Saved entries
>>

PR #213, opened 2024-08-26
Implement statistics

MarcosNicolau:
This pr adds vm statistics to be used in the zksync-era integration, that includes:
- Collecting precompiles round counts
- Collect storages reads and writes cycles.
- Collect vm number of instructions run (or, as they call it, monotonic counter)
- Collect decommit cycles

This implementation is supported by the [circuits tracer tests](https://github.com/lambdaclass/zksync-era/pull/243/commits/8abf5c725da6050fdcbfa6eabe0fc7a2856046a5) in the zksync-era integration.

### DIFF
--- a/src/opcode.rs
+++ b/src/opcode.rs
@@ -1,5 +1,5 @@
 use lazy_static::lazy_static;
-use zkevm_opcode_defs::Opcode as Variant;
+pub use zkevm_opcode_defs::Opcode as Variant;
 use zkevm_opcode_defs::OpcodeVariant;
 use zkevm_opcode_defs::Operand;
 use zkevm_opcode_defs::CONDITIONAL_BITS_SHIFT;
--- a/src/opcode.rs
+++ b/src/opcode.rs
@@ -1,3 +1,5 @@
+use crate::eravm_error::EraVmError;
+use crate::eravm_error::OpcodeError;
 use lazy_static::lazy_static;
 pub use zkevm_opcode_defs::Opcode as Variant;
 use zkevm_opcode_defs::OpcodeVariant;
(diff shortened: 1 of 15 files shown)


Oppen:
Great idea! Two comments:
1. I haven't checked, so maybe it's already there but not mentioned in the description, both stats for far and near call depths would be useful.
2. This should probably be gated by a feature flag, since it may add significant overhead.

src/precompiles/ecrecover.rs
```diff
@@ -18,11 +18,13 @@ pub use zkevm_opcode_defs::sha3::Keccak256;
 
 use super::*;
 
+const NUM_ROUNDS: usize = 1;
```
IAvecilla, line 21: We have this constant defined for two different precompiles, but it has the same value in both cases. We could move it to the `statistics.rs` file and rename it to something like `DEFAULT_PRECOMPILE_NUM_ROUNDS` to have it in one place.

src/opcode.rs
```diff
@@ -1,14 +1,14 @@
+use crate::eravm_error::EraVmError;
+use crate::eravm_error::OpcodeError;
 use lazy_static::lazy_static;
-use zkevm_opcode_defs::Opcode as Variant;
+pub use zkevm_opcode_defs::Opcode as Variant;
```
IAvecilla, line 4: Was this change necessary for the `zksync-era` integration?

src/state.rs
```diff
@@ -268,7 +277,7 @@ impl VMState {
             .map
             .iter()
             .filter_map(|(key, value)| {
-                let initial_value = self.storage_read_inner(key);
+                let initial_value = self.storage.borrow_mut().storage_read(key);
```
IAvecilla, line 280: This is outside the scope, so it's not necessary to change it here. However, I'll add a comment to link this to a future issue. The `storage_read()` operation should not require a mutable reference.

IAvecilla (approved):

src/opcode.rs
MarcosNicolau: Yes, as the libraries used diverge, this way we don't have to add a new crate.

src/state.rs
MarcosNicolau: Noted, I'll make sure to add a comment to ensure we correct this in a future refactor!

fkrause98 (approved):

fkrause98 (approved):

<<
>>

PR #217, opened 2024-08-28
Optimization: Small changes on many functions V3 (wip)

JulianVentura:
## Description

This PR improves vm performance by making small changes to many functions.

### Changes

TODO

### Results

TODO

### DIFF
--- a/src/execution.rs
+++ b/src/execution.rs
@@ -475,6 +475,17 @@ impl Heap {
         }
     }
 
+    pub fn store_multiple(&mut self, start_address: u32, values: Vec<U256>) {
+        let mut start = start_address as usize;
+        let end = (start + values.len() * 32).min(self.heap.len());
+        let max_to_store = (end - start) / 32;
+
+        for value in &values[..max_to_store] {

<<

WHAT THE TASK ASKS: Give back exactly the lines above, from the line containing "PR #213, opened 2024-08-26" through the line containing "use zkevm_opcode_defs::CONDITIONAL_BITS_SHIFT;", with both end lines and nothing more.

RESPONSE BELOW:
PR #213, opened 2024-08-26
Implement statistics

MarcosNicolau:
This pr adds vm statistics to be used in the zksync-era integration, that includes:
- Collecting precompiles round counts
- Collect storages reads and writes cycles.
- Collect vm number of instructions run (or, as they call it, monotonic counter)
- Collect decommit cycles

This implementation is supported by the [circuits tracer tests](https://github.com/lambdaclass/zksync-era/pull/243/commits/8abf5c725da6050fdcbfa6eabe0fc7a2856046a5) in the zksync-era integration.

### DIFF
--- a/src/opcode.rs
+++ b/src/opcode.rs
@@ -1,5 +1,5 @@
 use lazy_static::lazy_static;
-use zkevm_opcode_defs::Opcode as Variant;
+pub use zkevm_opcode_defs::Opcode as Variant;
 use zkevm_opcode_defs::OpcodeVariant;
 use zkevm_opcode_defs::Operand;
 use zkevm_opcode_defs::CONDITIONAL_BITS_SHIFT;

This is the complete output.